Он был косматым, как лес под осенним ветром, и бесформенным, как осенние тучи.

Когда царь Давид умирал от дряхлости, к нему на одр положили юницу, чтобы она передала ему свою молодость и бодрость.

Умирающее хватается за живое.

Темный страх, гудевший в груди Смирнова, как сосновый бор в сумерках, погнал его к женщине.

Он нашел ее.

Она была полуитальянкой-полурусской, светлой блондинкой, с кожей нежно-розовой, просвечивающей молодой кровью.

Женщину побеждает не красота и не богатство, а сила желания самца, захотевшего ее.

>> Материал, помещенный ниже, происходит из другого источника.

PR #698, opened 2024-02-15
Rewrite metadata parser in Lua

### LINKED ISSUE #695: [BUG] Localized scripts not showing up correctly on website
When scripts take advantage of the new localization features, the metadata extractor is not able to grab things correctly for use on the website.

Although #689 refers specifically to the bundler, it may be that solving this current issue requires rewriting the metadata extractor in Lua, since it's no longer a matter of simply parsing out strings from the `.lua` file.

cc: @rpatters1

asherber:
Fixes #695 

The main part of the action is still in JS. It sends the `plugindef()` function and a "parser" function to the Lua interpreter, which calls `plugindef()` and sends back a JSON version of its return values and the `finaleplugin` properties. Then we do some additional manipulation in JS and save the JSON.

My division of labor is basically that Lua is only invoked to interpret `plugindef()` and return the metadata; anything else (e.g., date formatting, forcing two decimal places on Min/MaxJWLuaVersion, etc.) is done back in JS.

I added some details about the process to the action's README, and I tried to make sure that the code is readable (and commented appropriately if something is unclear). I'm happy for suggestions if anything can be made clearer.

Желание самца гипнотизирует их, связывает их волю и ведет на ложе, может быть, и нежеланное, как лунатичку луч лунного света.

А Смирнов желал.

— Завтра я приду к тебе!

В этот вечер, идя к себе домой, Смирнов искал в своей душе волчьих завываний страха.

Их не было.

Утром Смирнов проснулся бодрым и жизнерадостным.

Сосед по номеру в гостинице, где жил Смирнов, слышал, как он пел, чего никогда не было.

Вовремя Смирнов ушел и на службу.

Но на углу Китайской и Диагональной он вдруг остановился, озадаченно повертелся на месте и вдруг бросился в противоположную сторону, к магазину, где потребовал себе шерстяной купальный костюм.